# This week I find myself in Liverpool



## bellaozzydog (Nov 27, 2022)

I find myself in Liverpool on a course for a week

First time ever

Based near Baltic triangle and course in basically on the river (Brunswick)

City life is all a bit fast and furious for me.

Working 0900-1500 daily rest of the time just kicking my heels

Any recommendations for shit to do gratefully received

Leaving Saturday


----------



## souljacker (Nov 27, 2022)

Tate Liverpool? Or go and have a look at the cathedrals. You could also pop over to the Wirral and go and wander around Port Sunlight.

Also can highly recommend Liverpool museum and library. The museum has odd things like mummies and the library is an amazing building.


----------



## Pickman's model (Nov 27, 2022)

See the scene of national action's humiliation at lime street station


----------



## izz (Nov 27, 2022)

Liverpool, the city of my birth, has an absolute fuckton of things to do, museums, art galleries, concerts, plays, often lots of street theatre and art as well. It's traditional to use the ;ferry cross the mersey', one can stay on for a return trip. You're near the three graces down at the pier head, all worth a good mooch. Keep y'hand on y'wallet though, there are some willing to deprive you of it. There's the cavern area if Beatles work for you, your course is also near the yellow submarine on the dock. The smuggler's cove on the albert dock was very good for food when I was last there. I would avoid Liverpool One, the newish shopping/eating area in town, if you don't like too many people etc. What interests you ?


----------



## Sasaferrato (Nov 27, 2022)

bellaozzydog said:


> I find myself in Liverpool on a course for a week
> 
> First time ever
> 
> ...



If you get a sunny day, go to the RC cathedral. The stained glass in the lantern is absolutely stunning.


----------



## Elpenor (Nov 27, 2022)

I’ve always wanted to visit the Western Approaches museum (think that’s the name)


----------



## Red Cat (Nov 27, 2022)

Liverpool is very compact, it's an easy city to wander around, plenty to do whatever you're into and lots of cafes if you just wanted to hang out. I'd also get on the train to Crosby and see Gormley's Another Place.


----------



## Elpenor (Nov 27, 2022)

Red Cat said:


> . I'd also get on the train to Crosby and see Gormley's Another Place.



Probably amazing to be there at sunset I would think


----------



## Callie (Nov 27, 2022)

Aigburth for food n drinks.

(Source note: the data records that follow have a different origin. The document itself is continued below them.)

PR #1085, opened 2026-05-12
update the team list - add nvmeof component leader

caroav:


src/en/community/team/index.html
```diff
@@ -61,6 +61,10 @@ <h3 class="h3">Component Leads</h3>
               <td><a class="a" href="#yingxin-cheng">Yingxin Cheng</a></td>
               <td>Seastore</td>
             </tr>
+            <tr>
+              <td><a class="a" href="#Aviv Caro">Aviv Caro</a></td>
+              <td>Nvme-oF</td>
```
idryomov: Nit: Canonical capitalization?
```suggestion
              <td>NVMe-oF</td>
```

idryomov (commented):
I think this is supposed to be an alphabetical list, so it should be placed between Dashboard and RADOS.

src/en/community/team/index.html
```diff
@@ -61,6 +61,10 @@ <h3 class="h3">Component Leads</h3>
               <td><a class="a" href="#yingxin-cheng">Yingxin Cheng</a></td>
               <td>Seastore</td>
             </tr>
+            <tr>
+              <td><a class="a" href="#Aviv Caro">Aviv Caro</a></td>
```
idryomov: The link is going to be dead anyway, so I'd make it explicit:
```suggestion
              <td><a class="a" href="#">Aviv Caro</a></td>
```

caroav: Looking at the other components it looks like :
`<td><a` class="a" `href="#Name">Name</a></td>`
What am I missing?

idryomov: Most of them are dead links.  This doesn't matter much, but there are also many examples of `href="#"`.

jmundack:
FYI - https://tracker.ceph.com/issues/76442

there is some work being done to move the component leads list into docs.ceph.com (along with the code/technical things)

so can we close this for now - and open a PR to that list?

anthonymicmidd (approved):
LGTM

The Little Taproom on Aigburth Road is a good place to plonk yourself down for a few pints


----------



## Supine (Nov 27, 2022)

Get down the beach and see the statues in the sand. They look cool and not many people around.


----------



## Riklet (Nov 27, 2022)

The Ship and Mitre is a cracking pub.

Chinatown good for food and exploring.

I really rate the Kazimier gardens for evening music and having a beer.

I enjoyed the Walker art gallery (lots of museums there and there's regularly interesting exhibitions on, including about slavery due to the history of the city.

Get a box of chicken and a can of coke in a southern accent


----------



## izz (Nov 27, 2022)

Riklet said:


> The Ship and Mitre is a cracking pub.
> 
> Chinatown good for food and exploring.
> 
> ...


Waaaaaay back in the day, the chef of the Kaz was my landlord 😃


----------



## Throbbing Angel (Nov 27, 2022)

Shrek the Musical starts at the Empire on Thursday!


----------



## Pingety Pong (Nov 28, 2022)

Take the lift up to the tower of the Anglican cathedral. Very nice views from up there!


----------



## beesonthewhatnow (Nov 28, 2022)

The Baltic Fleet pub. Had many a cracking night in there after working at the arena.


----------



## bellaozzydog (Nov 28, 2022)

0900-1600 days so got time for good stuff thanks for the suggestions

ETA 0930-1400 more like it!!


----------



## Sasaferrato (Nov 28, 2022)

bellaozzydog said:


> 0900-1600 days so got time for good stuff thanks for the suggestions
> 
> ETA 0930-1400 more like it!!



I took partial retirement, went down to Mon - Thurs 09:00 - 14:00.

When I reviewed how many cases I had handled in the first month of partial retirement vs a full month, my cases per hour worked had risen by nearly 10%.


----------



## bellaozzydog (Nov 28, 2022)

Baltic Fleet pub
Start easy


----------



## sojourner (Nov 28, 2022)

Great little pub that. My mates frequent it, one used to be the chef in there. 

Have you been to the slavery museum yet?


----------



## bellaozzydog (Nov 28, 2022)

sojourner said:


> Great little pub that. My mates frequent it, one used to be the chef in there.
> 
> Have you been to the slavery museum yet?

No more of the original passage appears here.